DATA FOR REVIEW -
PR #1139, opened 2017-02-27
Fix misleading "Your composer.json file was modified by BLT" error message

TravisCarden:
If BLT modifies your `composer.json` file during an upgrade, it currently emits the following message:

> Your composer.json file was modified by BLT, you MUST run "composer update" to update your composer.lock file.

This is misleading, because `composer update` does not update your `composer.lock` file--it _upgrades all_ your dependencies, which would completely negate the effect of upgrading with `composer update acquia/blt --with-dependencies`. What is actually wanted is `composer update --lock`, which _does_ just update your `composer.lock` file.

### DIFF
--- a/src/Composer/Plugin.php
+++ b/src/Composer/Plugin.php
@@ -143,7 +143,7 @@ class Plugin implements PluginInterface, EventSubscriberInterface {
       $post_composer_json = md5_file($this->getRepoRoot() . DIRECTORY_SEPARATOR . 'composer.json');
 
       if ($pre_composer_json != $post_composer_json) {
-        $this->io->write('<error>Your composer.json file was modified by BLT, you MUST run "composer update" to update your composer.lock file.</error>');
+        $this->io->write('<error>Your composer.json file was modified by BLT, you MUST run "composer update" to re-process and update dependencies.</error>');
       }
     }
     else {


grasmash:
@TravisCarden Sometimes, running `composer update --lock` will not work. 

For instance:
* You run `composer update acquia/blt --with-dependencies`
* BLT adds a new package to your `require-dev` array
* You run `composer update --lock`
* The new package is not installed

Here's another problematic scenario that isn't even BLT specific:
* You run `composer update acquia/blt --with-dependencies`
* The new version has a conflict with another dependency of yours
* Composer _doesn't_ update BLT, and also doesn't throw an error.
* BLT is not updated

Unfortunately, the only foolproof way to ensure that BLT actually installs all of the intended packages is to run `composer require acquia/blt:^[latest-release] --no-update && composer update`.

TravisCarden:
Okay, @grasmash. Then why don't we just update the message to reflect the real intent, so it doesn't look like a mistake?

> Your composer.json file was modified by BLT, you MUST run "composer update" to re-process and update dependencies.

PR updated.

grasmash:
@TravisCarden yeah we can do that, but I also think a docs change is in order.

danepowell:
I might prefer that we recommend using plain old `composer update` at all times (never specifically whitelisting `acquia/blt` or using `--with-dependencies`), and then point out that if this didn't update BLT it's likely because of conflicting dependencies. Just for consistency, and so folks only have to learn a single command.

Obviously we also need to caveat that this will update any Drupal modules or other packages at the same time. My own practice is to update any individual packages _before_ updating BLT, so that I can at least track the changes independently.

TravisCarden:
I definitely wondered what the point was of updating BLT only just so we could turn around and update everything. An alternative line of questioning is to ask why we would modify the composer.json manually in the first place (thus necessitating the second `composer update`) rather than using the CLI to add new dependencies (which would perform the necessary re-parsing automatically). Then the lock file would never get out of sync in the first place.

grasmash:
@TravisCarden I don't think I understand the approach you're proposing.

> An alternative line of questioning is to ask why we would modify the composer.json manually in the first place (thus necessitating the second composer update) rather than using the CLI to add new dependencies (which would perform the necessary re-parsing automatically)

How would BLT use the CLI to add new dependencies? Are you suggesting that BLT not ship any dev dependencies, and instead instruct users to manually add them on their own? Or, are you suggesting that BLT executes shell commands of its own during a `composer update` ?

grasmash:
I'm going to spitball a few different approaches: 

1. When "update" is called on the `acquia\blt` package, prompt the user "BLT has updates for your composer.json file. To apply these updates, Composer must re-solve your dependency tree. Do you want to apply these automatically?" If yes, then BLT modifies composer.json and then executes `composer update` afterwards. If `--no-interaction` is used, BLT relies on value of `extras.blt.update` to answer this question.
1. Modify BLT's Composer plugin logic such, rather than the current "modify composer.json and require a manual `composer update`" approach, it dynamically requires and updates various packages during the initial `composer update` call. This might be really hard to do.
1. Remove the automated updates to composer.json and create a new `blt composer:json:update` command that must be run manually. Add a message to `composer update` output indicating when this command needs to be run.

grasmash:
Eh, I opened #1140 to address this. Seems like a better approach than my other ideas.

danepowell:
I'm not too picky about how BLT updates `composer.json`, my only concern is that we consistently tell folks to use `composer update` (without any arguments), since the more "clever" approaches that we used to recommend (`composer update --with-dependencies acquia/blt`) can have inconsistent and utterly baffling results.

PR #1140, opened 2017-02-28
Changing default composer config to use wikimedia/composer-merge-plugin.

grasmash:


TravisCarden:
Oooh... I like this.

grasmash:
Yeah the only thing it doesn't address is merging the `scripts` key. Once https://github.com/wikimedia/composer-merge-plugin/pull/136 is merged that should be taken care of.

grasmash:
Replaced by #1165

PR #1967, opened 2017-09-06
Use the latest chromedriver.

ericchenshine:


SaiPriyanka:
This issue is not fixed in latest chromeDriver version 2.32

ericchenshine:
@SaiPriyanka could you provide more details or error message, please?

SaiPriyanka:
I am refering to this issue https://github.com/acquia/blt/issues/1968
The exception we get is 
unknown error: Element is not clickable at point"

After chromedriver update to 2.32 code is not autoscrolling through pages

ericchenshine:
@SaiPriyanka could you provide more details including BLT version, chrome and chromedriver version in the error log, please? Are you also get the error in the CI? Note that this fix is only available in BLT 8.9.3 or above.

PR #1982, opened 2017-09-12
Fixes #1816: Provide better multisite support for ACSF locally.

### LINKED ISSUE #1816: Provide better multisite support for ACSF locally

grasmash:


settings/acsf.local.settings.php
```diff
@@ -0,0 +1,32 @@
...
+            'password' => 'drupal',
+            'host' => 'localhost',
+            'port' => '3306',
+            'namespace' => 'Drupal\\Core\\Database\\Driver\\mysql',
+            'driver' => 'mysql',
+            'prefix' => '',
+          ),
+      ),
+  );
+}
```
japerry: It'd be good to also add dynamic files and config folder paths here:

   $config_directories['sync'] = $dir . '/config/' . $name . '/local';
+
+    /**
+     * Private file path.
+     */
+    $settings['file_private_path'] = $dir . "/files-private/${name}";
+
+    /**
+     * Public file path.
+     */
+    // Set public filesystem per local development site.
+    $settings['file_public_path'] = "sites/default/files/${name}";
+  }

grasmash: I've updated the pull request to set the file paths dynamically. However, I'm not convinced that the configuration directory structure that you suggested makes sense as a default.

My thinking is that most applications will want to use the following configuration directory structure:
- config
    - default:  default configuration, shared by all sites
    - envs:
        - local:  local environment configuration, shared by all sites
    - site1:  configuration for docroot/sites/site1
    - site2: configuration for docroot/sites/site2

It would still be possible for each site to have its own specialized local configuration, but that seems overly granular as a default. Nothing prohibits you from taking that approach by setting custom configuration directories in your applications settings.php file. 

At present, BLT will automatically set the status of the site1 configuration split to `true` when the normal multisite approach is being used (I.E., non ACSF). do we want these site-specific splits to be enabled automatically in non-local environments?  I would think that having a bit of custom logic in your settings.php file to activate splits for site factory sites would be the safest approach here.

lcatlett: I would err on the side of enabling the splits on ACSF or providing a task that generates the needed factory hook to encourage / enforce config management best practices which is typically a pain point on ACSF and difficult to debug locally.  With improved multisite and config split support in BLT it will be much easier to maintain environment, site, and profile-specific layers of configuration on ACSF so I would encourage enabling the splits from the onset and making the decision to disable them a conscious one by the developer.

grasmash: @lcatlett  How would you suggest determining which split should be enabled on the site factory environment? In the local environment, we are using the host name. Do you think that that is sufficient?

grasmash:
dump of environmental variables insight factory environment:

```
rogue1@web-1577:/mnt/gfs/home/rogue1$ printenv
AH_CURRENT_REGION=us-east-1
XDG_SESSION_ID=165220
SHELL=/bin/bash
TERM=xterm-256color
HISTSIZE=10000000
TMPDIR=/mnt/tmp/rogue101live
SSH_TTY=/dev/pts/1
USER=rogue1
TEMP=/mnt/tmp/rogue101live
ACQUIA_HOSTING_DRUPAL_LOG=/var/log/sites/rogue1.01live/logs/web-1577/drupal-requests.log
AH_SITE_NAME=rogue101live
AH_REALM=enterprise-g1
PATH=/usr/local/php5.6/bin:/usr/local/drush8:/usr/local/bin:/usr/local/sbin:/usr/local/bin:/usr/sbin:/usr/bin:/sbin:/bin:/usr/games:/usr/local/games:/snap/bin
MAIL=/var/mail/rogue1.01live
AH_NON_PRODUCTION=1
PWD=/mnt/gfs/home/rogue1
LANG=en_US.UTF-8
AH_SITE_ENVIRONMENT=01live
HOME=/home/rogue1
SHLVL=2
LOGNAME=rogue1.01live
AH_SITE_GROUP=rogue1
XDG_RUNTIME_DIR=/run/user/10725
HISTTIMEFORMAT=%F %T
_=/usr/bin/printenv
```

settings/blt.settings.php
```diff
@@ -48,18 +55,54 @@
...
+  if ($is_local_env) {
+    // When developing locally, we use the host name to determine which site
+    // factory site is active. The hostname must have a corresponding entry
+    // under the acsf.sites key.
+    $input = new ArgvInput($_SERVER['argv']);
+    $config_initializer = new ConfigInitializer($repo_root, $input);
+    $config = $config_initializer->initialize();
+
+    // The hostname must match the pattern [sitename].local, where [sitename]
+    // is a value in the acsf.sites array.
```
grasmash: This feels pretty hacky and I would love to hear a better idea.

grasmash:
@japerry @lcatlett If you have any availability to test this code in a site factory environment, that would be appreciated. :-)

danepowell:
I resolved the merge conflicts and code formatting errors, but now there is another error. It seems maybe BLT has changed how it handles configuration objects since the last time this PR was updated.

> Error: Cannot use object of type Acquia\Blt\Robo\Config\DefaultConfig as array in /home/travis/build/acquia/blt-project/docroot/core/includes/errors.inc on line 319

settings/blt.settings.php
```diff
@@ -5,6 +5,8 @@
  * Setup BLT utility variables, include required files.
  */
 
+use Acquia\Blt\Robo\Config\ConfigInitializer;
```
alex-moreno: seems something is missing:

```Fatal error: Class 'Acquia\Blt\Robo\Config\ConfigInitializer' not found in /var/www/bayerphweb/vendor/acquia/blt/settings/blt.settings.php on line 107```

grasmash: This needs to be resubmitted to 9.1.x.

danepowell:
I took a crack at rebasing this in the linked PR

PR #1983, opened 2017-09-12
Remove xdebug warnings

danepowell:
On 8.9.2 using DrupalVM, any BLT command executed in the VM produces a warning about the xdebug extension being enabled.

I'm not even sure why BLT issues this warning. I looked through the Git logs and there's no clear reasoning for it. I'm assuming it's based on the old Composer warnings about xdebug impacting performance, but this is [no longer an issue with Composer](https://getcomposer.org/doc/articles/troubleshooting.md#xdebug-impact-on-composer).

So unless there's clear evidence of a performance impact, I'm thinking we should just remove the warning.

### DIFF
--- a/src/Robo/Inspector/Inspector.php
+++ b/src/Robo/Inspector/Inspector.php
@@ -685,7 +685,6 @@ class Inspector implements BuilderAwareInterface, ConfigAwareInterface, Containe
     if (!$this->warningsIssued) {
       $this->warnIfPhpOutdated();
       $this->warnIfDrupalVmNotRunning();
-      $this->warnIfXdebugLoaded();
       $this->warningsIssued = TRUE;
     }
   }
@@ -700,16 +699,6 @@ class Inspector implements BuilderAwareInterface, ConfigAwareInterface, Containe
     $current_php_version = phpversion();
     if ($current_php_version < $minimum_php_version) {
       throw new BltException("BLT requires PHP $minimum_php_version or greater. You are using $current_php_version.");
-    }
-  }
-
-  /**
-   * Warns the user if the xDebug extension is loaded.
-   */
-  protected function warnIfXdebugLoaded() {
-    $xdebug_loaded = extension_loaded('xdebug');
-    if ($xdebug_loaded) {
-      $this->logger->warning("The xDebug extension is loaded. This will significantly decrease performance.");
     }
   }
 


grasmash:
When asked the bug is enabled, everything that uses PHP goes much slower. That includes composer (in older versions) that it also includes Drupal itself.

I have found that some people running Drupal in a virtual machine experience excruciating performance issues. Disabling xdebug on both the host and the guest machine does have a significant performance impact.

danepowell:
So maybe we need to take a more nuanced approach to this. Just because xdebug is enabled in the CLI doesn't mean that it's enabled for Apache or FPM, and vice versa. The test that BLT runs is _only_ going to indicate whether xdebug is loaded for the CLI. And the only known performance impact for the CLI is Composer, which is a non-issue on recent versions. Maybe we should actually be testing for a recent composer version?

It just seems like bad UX to me that an out-of-the-box BLT + DrupalVM install throws all of these warnings any time you run a command. It seems like we should either determine that there really is a performance problem, and disable xdebug by default, or determine that there is no significant impact, and get rid of the warning.

grasmash:
> the only known performance impact for the CLI is Composer

That is not correct. There is a known performance impact on PHP generally. All PHP code,  regardless of Composer, Apache, FPM, etc., will have degraded performance. In some cases it is prohibitively impactful.

To quote [a StackOverflow article](https://stackoverflow.com/questions/3522182/will-enabling-xdebug-on-a-production-server-make-php-slower)

> when you add debugging behavior to your server, the debug engine "attaches" to the PHP process and receive messages of the engine to stop at breakpoints, and this is BAD, because introduces a high performance blow to have another process stopping or "retaining" the PHP parser.

The quick benchmark of `blt setup`:

With xdebug disabled:
```
real	4m22.620s
user	2m23.527s
sys	0m31.844s
```

With xdebug enabled:
```
real	6m59.522s
user	5m15.530s
sys	0m28.533s
```

In this example, execution of the command is 40% faster with xdebug disabled and, that is without using a virtual machine  which can potentially add a second instance of xdebug and further compound the performance issue.

danepowell:
Just to be clear, are those performance differences with xdebug _loaded_ or xdebug _enabled_? (It can be loaded without being enabled)

If it's okay to load xdebug without enabling it, then we just need to change the BLT inspection to check whether xdebug is actually enabled (it currently just checks if it's loaded).

If there's still a performance impact by loading xdebug (even without enabling it), then we probably need to open a PR for DrupalVM to allow xdebug to be completely unloaded for the CLI.

grasmash:
Loading the extension causes the performance impact, even if Xdebug is disabled.

Yes, I have often thought that we need a way to unload it in the virtual machine.

thom8:
here's some background -- https://github.com/geerlingguy/ansible-role-php/issues/140

danepowell:
I tested this myself, and got the same results as Matt (average of several runs of `blt setup`):
- Xdebug loaded, enabled: 2'9"
- Xdebug loaded, not enabled: 2'5"
- Xdebug unloaded: 1'26"

I opened an issue for DrupalVM: https://github.com/geerlingguy/ansible-role-php-xdebug/issues/53

Once that's resolved, BLT should adopt the new config option to completely unload xdebug for CLI.

@thom8 I see how you could use that to disable xdebug, but can you elaborate on that could be used to completely unload it (i.e. remove or comment out `/etc/php/5.6/cli/conf.d/20-xdebug.ini`?)

thom8:
@danepowell can be done with a custom task like https://github.com/geerlingguy/ansible-role-php-xdebug/issues/34#issuecomment-237420740

Just add a variable to a `when` case and set a default in BLT.

However, it would be nice if this task was provided upstream by the role

thom8:
Created upstream PR -- https://github.com/geerlingguy/ansible-role-php-xdebug/pull/54

danepowell:
Well killing the xdebug test is probably not the best path forward, so I'll close this and open an issue to track the changes to DrupalVM: https://github.com/acquia/blt/issues/2034

PR #2006, opened 2017-09-19
BLT-2005: updating pipelines schema version and including additional …

### LINKED ISSUE #2005: Pipelines Files Out of Date
The various pipeline files (templates, docs, etc.) are not as robust as they could be, and are using an old schema.

1. propose: embedding PHP 7 by default
2. propose: commenting out but including nvm and yarn as examples

mikemadison13:
…parameters in template.

Fixes #2005 2005.

Changes proposed:
- update pipelines schema version
- add additional parameters to the generated file

### DIFF
--- a/scripts/pipelines/acquia-pipelines.yml
+++ b/scripts/pipelines/acquia-pipelines.yml
@@ -1,6 +1,8 @@
-version: 1.0.0
+version: 1.1.0
 services:
   - mysql
+  - php:
+      version: 7.1
 
 variables:
   global:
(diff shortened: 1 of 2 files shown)


scripts/pipelines/acquia-pipelines.yml
```diff
@@ -16,6 +18,8 @@ events:
               - composer validate --no-check-all --ansi
               - composer install --ansi
               - source ${BLT_DIR}/scripts/pipelines/setup_env
+              # - nvm install v6.9.1
```
grasmash: This seems like something better executed in your front end script.

mikemadison13: @grasmash my concern with that is that the local already has these things installed, where as the pipelines still does not. The examples I've seen from several other projects are doing a similar method to ^^. Not sure that everyone "will" but I couldn't find any good documentation on how to do it, so was trying to provide some basic examples.

PR #2032, opened 2017-09-25
Fixes #2026: Support profile installation from config.

### LINKED ISSUE #2026: Support profile installation from config
I'm really hoping that Lightning is about to [add a Drupal core patch](https://www.drupal.org/node/2908097) that would automatically import site configuration (from /config/default) at install time when installing a custom subprofile of Lightning. The awesome thing about this patch is that it seamlessly handles the differences in UUIDs between site config and profile config, so you no longer have to deal with all of the [related](https://github.com/acquia/lightning/pull/400) [muck](https://github.com/acquia/lightning/issues/387).

In order to support this, BLT just needs to stop passing the `--config-dir` argument to `drush si`, since Drupal with this patch will automatically import config. We no longer need Drush to do it (which nicely dodges this bug as well: https://github.com/drush-ops/drush/issues/2953)

We can either provide a configuration switch for users of Lightning (and other supported profiles) that turns `--config-dir` on or off, or we can just make this change across the board and document/mandate that this is the new best practice. Even if folks aren't using Lightning, they should be able to quickly patch their profile to support this. The only problem I foresee would be for users that have already patched core in a way that conflicts with the necessary upstream patches... these users would have to keep using `--config-dir`.

Note that neither the core patch or Lightning's incorporation of it are a sure thing yet, but I just want to be prepared if/when they do land.

grasmash:


grasmash:
This pull request will allow you to set `setup.drupal.install.import-config` to `false` and thereby prevent the `--config-dir` argument from being set during `drush si`. 

This will not be set automatically for anybody, but it does allow people to manually address this issue without any hackery.

We can implement a more sophisticated solution after the patch is added to lightning merged into core.

PR #2039, opened 2017-09-26
Fixing VM config property expansion.

grasmash:


timcosgrove:
As near as I can tell, this line was necessary: https://github.com/acquia/blt/pull/2039/files#diff-230747b7bce089cf23649b106a2ec653L285

Without it, in <repo>/Vagrantfile, you are left with:
`ENV['DRUPALVM_CONFIG_DIR'] = "${drupalvm.config.dir}"`

PR #2043, opened 2017-09-28
Add back vagrantfile property expansion removed in #2039

timcosgrove:
Fixes removal of https://github.com/acquia/blt/pull/2039/files#diff-230747b7bce089cf23649b106a2ec653L285

If this is in error, apologies for the noise and close the PR, but I'm pretty sure this wants to be there.


timcosgrove:
Error found organically, after running `composer create-project acquia/blt-project:8.x-dev --no-interaction MY_PROJECT` and going through setup as normal and wondering why BLT/drupalvm was not finding my machinename correctly.

PR #2055, opened 2017-09-29
Add additional settings file include options #2054

### LINKED ISSUE #2054: Add additional settings file include options
While BLT provides a lot of boilerplate config through its `*.settings.php` files, it would be nice to have some additional options to extend these with project customizations.

- [ ] Add support for including multiple global settings files.
- [ ] Add support for including a local global settings file.
- [ ] Add support for site-specific secrets files.

greylabel:
Fixes #2054.

Changes proposed:
- Add additional settings file include options.

### DIFF
--- a/settings/blt.settings.php
+++ b/settings/blt.settings.php
@@ -114,9 +114,14 @@ if ($is_ah_env) {
 
   // Store API Keys and things outside of version control.
   // @see settings/sample-secrets.settings.php for sample code.
-  $secrets_file = sprintf('/mnt/gfs/%s.%s/secrets.settings.php', $_ENV['AH_SITE_GROUP'], $_ENV['AH_SITE_ENVIRONMENT']);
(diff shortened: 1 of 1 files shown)


settings/blt.settings.php
```diff
@@ -229,7 +249,11 @@
  * Keep this code block at the end of this file to take full effect.
  */
 if ($is_local_env) {
-  // Load local machine settings.
+  // Load local settings for all sites.
+  if (file_exists(DRUPAL_ROOT . "/sites/settings/local.settings.php")) {
+    require DRUPAL_ROOT . "/sites/settings/local.settings.php";
```
greylabel: Should probably make sure this will not be added to deploy artifacts. Looks like these should handle it - https://github.com/acquia/blt/tree/8.x/scripts/blt/deploy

WORK TO COMPLETE -
Output should match, line for line, the stretch of the material above from the line holding "2. propose: commenting" through the line holding "(diff shortened: 1 of 2 files shown)".

SOLUTION BELOW -
2. propose: commenting out but including nvm and yarn as examples

mikemadison13:
…parameters in template.

Fixes #2005 2005.

Changes proposed:
- update pipelines schema version
- add additional parameters to the generated file

### DIFF
--- a/scripts/pipelines/acquia-pipelines.yml
+++ b/scripts/pipelines/acquia-pipelines.yml
@@ -1,6 +1,8 @@
-version: 1.0.0
+version: 1.1.0
 services:
   - mysql
+  - php:
+      version: 7.1
 
 variables:
   global:
(diff shortened: 1 of 2 files shown)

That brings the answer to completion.